The benchmark is currently in its initial release phase, containing 113 curated tasks across five major programming languages. Datacurve positions it as a technical alternative to SWE-Bench Pro, emphasizing depth over breadth in repository complexity. Early evaluation cycles will likely focus on measuring token efficiency, error recovery rates, and structural integrity preservation during multi-file modifications. The open-source nature of the benchmark allows framework developers to integrate it directly into CI pipelines, enabling continuous capability tracking rather than one-time model comparisons.

Open Questions

How does DeepSWE handle dependency resolution and test suite execution when agents modify shared modules across language boundaries?

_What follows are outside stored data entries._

PR #5156, opened 2026-09-03
remove debug events and messages

nikola-jokic:
#### What type of PR is this?

Stability improvement

Reduce the payload size in redis to reduce memory usage

### DIFF
--- a/internal/eventingester/convert/conversions.go
+++ b/internal/eventingester/convert/conversions.go
@@ -56,6 +56,8 @@ func (ec *EventConverter) Convert(ctx *armadacontext.Context, eventsWithIds *uti
 
 		// Remove cancellation reason as it's not needed for public event store
 		clearCancellationReason(es)
+		clearDebugMessages(es)
+		removeDebugOnlyEvents(es)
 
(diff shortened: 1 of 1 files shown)


internal/eventingester/convert/conversions.go
```diff
@@ -112,3 +114,37 @@ func clearCancellationReason(es *armadaevents.EventSequence) {
...
+// Debug info is only consumed by Lookout, which reads directly from Pulsar, so it
+// is dead weight in Redis.
+func clearDebugMessages(es *armadaevents.EventSequence) {
+	for _, e := range es.Events {
+		switch event := e.GetEvent().(type) {
+		case *armadaevents.EventSequence_Event_JobRunErrors:
+			for _, err := range event.JobRunErrors.GetErrors() {
+				switch reason := err.Reason.(type) {
+				case *armadaevents.Error_PodError:
+					reason.PodError.DebugMessage = ""
```
JamesMurkin, line 128: Please double check these info doesn't currently end up exposed via the public events

JamesMurkin (approved):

What metrics define successful trajectory completion when agents encounter irreversible state changes or conflicting architectural decisions?
Will the benchmark evolve to include automated human-in-the-loop review gates, or remain strictly deterministic in its pass/fail criteria?
How do different runtime environments (e.g., sandboxed vs. local execution) impact the reproducibility of agent performance across the 113 tasks?